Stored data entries
PR #620, opened 2018-08-20
Better handling of wikilinks in titles

GlazerMann:
Removes all [[ and ]] from titles: that is not new.
Full title wikilinks become title-link: that is not new.
What's new:
   Single partial wikilinks get converted to title-link
https://en.wikipedia.org/wiki/User_talk:Citation_bot#Do_not_remove_partial_wikilinks_in_titles
  In the case it is GIGO this makes it more likely for a human to fix, so it is still an improvement.

### DIFF
--- a/tests/phpunit/TemplateTest.php
+++ b/tests/phpunit/TemplateTest.php
@@ -218,7 +218,7 @@ final class TemplateTest extends PHPUnit\Framework\TestCase {
     $this->assertEquals('Dark Lord of the Sith Pure Evil', $expanded->get('title'));
     $this->assertEquals('Sith (Star Wars)', $expanded->get('title-link'));
   }
-      
+  
   public function testJournalCapitalization() {
     $expanded = $this->process_citation("{{Cite journal|pmid=9858585}}");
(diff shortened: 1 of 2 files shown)


tests/phpunit/TemplateTest.php
```diff
@@ -214,9 +214,11 @@ public function testRemoveWikilinks() {
     $this->assertEquals('Pure Evil', $expanded->get('title-link'));
     $expanded = $this->process_citation("{{Cite journal|title=[[Dark]] Lord of the [[Sith (Star Wars)|Sith]] [[Pure Evil]]}}");
     $this->assertEquals('Dark Lord of the Sith Pure Evil', $expanded->get('title'));
-  
+    $expanded = $this->process_citation("{{Cite journal|title=Dark Lord of the [[Sith (Star Wars)|Sith]] Pure Evil}}");
+    $this->assertEquals('Dark Lord of the Sith Pure Evil', $expanded->get('title'));
+    $this->assertEquals('Sith (Star Wars)', $expanded->get('title-link'));
```
ms609: Is this really the expected behaviour?  The link refers to part of the title, not the full title, so the user is unlikely to expect the full title to link to the partial link.

PR #634, opened 2018-08-23
Check for doi-inline template in title

ms609:
I've created this PR in place of a TODO comment in the text, so that the TODO eventually gets done!
Feel free to have a stab at a solution.


GlazerMann:
@ms609 look good to you?

Issue #458, opened 2018-07-29
Template::check_url


ms609:
Function disabled: comment reads:
    /*  Disable; to re-enable, we should log possible 404s and check back later.
     * Also, dead-link notifications should be placed ''after'', not within, the template.

josve05a:
Probably not the right place to mention this, but https://github.com/wikimedia/DeadlinkChecker is a good repository/dependency to check if a link is dead.

ms609:
Handy, thanks!

GlazerMann:
@ms609 putting this in the code

GlazerMann:
Should we add dead url tags when we find url titles like “buy this domain now!”

GlazerMann:
#1606 Should we close this issue, after this documentation is added.  I really do not feel like beating my head against the mobs on this issue at this time.

GlazerMann:
I will close since this is all documented in the source code and at this point in time, there are other bots that do this.

PR #636, opened 2018-08-23
adding information from ISSUES as comments

GlazerMann:


GlazerMann:
Fixes  #458

ms609:
My feeling is that issues are more visible than comments, and thus more likely to be actioned when the appropriate rainy day comes along -- or indeed to attract attention from others in the open source community.  So I'd prefer to keep the TODOs there if that's okay.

● **Task item**:
Nothing in the entries may be left out; each line is to be output exactly.

● **Solution below**:
PR #620, opened 2018-08-20
Better handling of wikilinks in titles

GlazerMann:
Removes all [[ and ]] from titles: that is not new.
Full title wikilinks become title-link: that is not new.
What's new:
   Single partial wikilinks get converted to title-link
https://en.wikipedia.org/wiki/User_talk:Citation_bot#Do_not_remove_partial_wikilinks_in_titles
  In the case it is GIGO this makes it more likely for a human to fix, so it is still an improvement.

### DIFF
--- a/tests/phpunit/TemplateTest.php
+++ b/tests/phpunit/TemplateTest.php
@@ -218,7 +218,7 @@ final class TemplateTest extends PHPUnit\Framework\TestCase {
     $this->assertEquals('Dark Lord of the Sith Pure Evil', $expanded->get('title'));
     $this->assertEquals('Sith (Star Wars)', $expanded->get('title-link'));
   }
-      
+  
   public function testJournalCapitalization() {
     $expanded = $this->process_citation("{{Cite journal|pmid=9858585}}");
(diff shortened: 1 of 2 files shown)


tests/phpunit/TemplateTest.php
```diff
@@ -214,9 +214,11 @@ public function testRemoveWikilinks() {
     $this->assertEquals('Pure Evil', $expanded->get('title-link'));
     $expanded = $this->process_citation("{{Cite journal|title=[[Dark]] Lord of the [[Sith (Star Wars)|Sith]] [[Pure Evil]]}}");
     $this->assertEquals('Dark Lord of the Sith Pure Evil', $expanded->get('title'));
-  
+    $expanded = $this->process_citation("{{Cite journal|title=Dark Lord of the [[Sith (Star Wars)|Sith]] Pure Evil}}");
+    $this->assertEquals('Dark Lord of the Sith Pure Evil', $expanded->get('title'));
+    $this->assertEquals('Sith (Star Wars)', $expanded->get('title-link'));
```
ms609: Is this really the expected behaviour?  The link refers to part of the title, not the full title, so the user is unlikely to expect the full title to link to the partial link.

PR #634, opened 2018-08-23
Check for doi-inline template in title

ms609:
I've created this PR in place of a TODO comment in the text, so that the TODO eventually gets done!
Feel free to have a stab at a solution.


GlazerMann:
@ms609 look good to you?

Issue #458, opened 2018-07-29
Template::check_url


ms609:
Function disabled: comment reads:
    /*  Disable; to re-enable, we should log possible 404s and check back later.
     * Also, dead-link notifications should be placed ''after'', not within, the template.

josve05a:
Probably not the right place to mention this, but https://github.com/wikimedia/DeadlinkChecker is a good repository/dependency to check if a link is dead.

ms609:
Handy, thanks!

GlazerMann:
@ms609 putting this in the code

GlazerMann:
Should we add dead url tags when we find url titles like “buy this domain now!”

GlazerMann:
#1606 Should we close this issue, after this documentation is added.  I really do not feel like beating my head against the mobs on this issue at this time.

GlazerMann:
I will close since this is all documented in the source code and at this point in time, there are other bots that do this.

PR #636, opened 2018-08-23
adding information from ISSUES as comments

GlazerMann:


GlazerMann:
Fixes  #458

ms609:
My feeling is that issues are more visible than comments, and thus more likely to be actioned when the appropriate rainy day comes along -- or indeed to attract attention from others in the open source community.  So I'd prefer to keep the TODOs there if that's okay.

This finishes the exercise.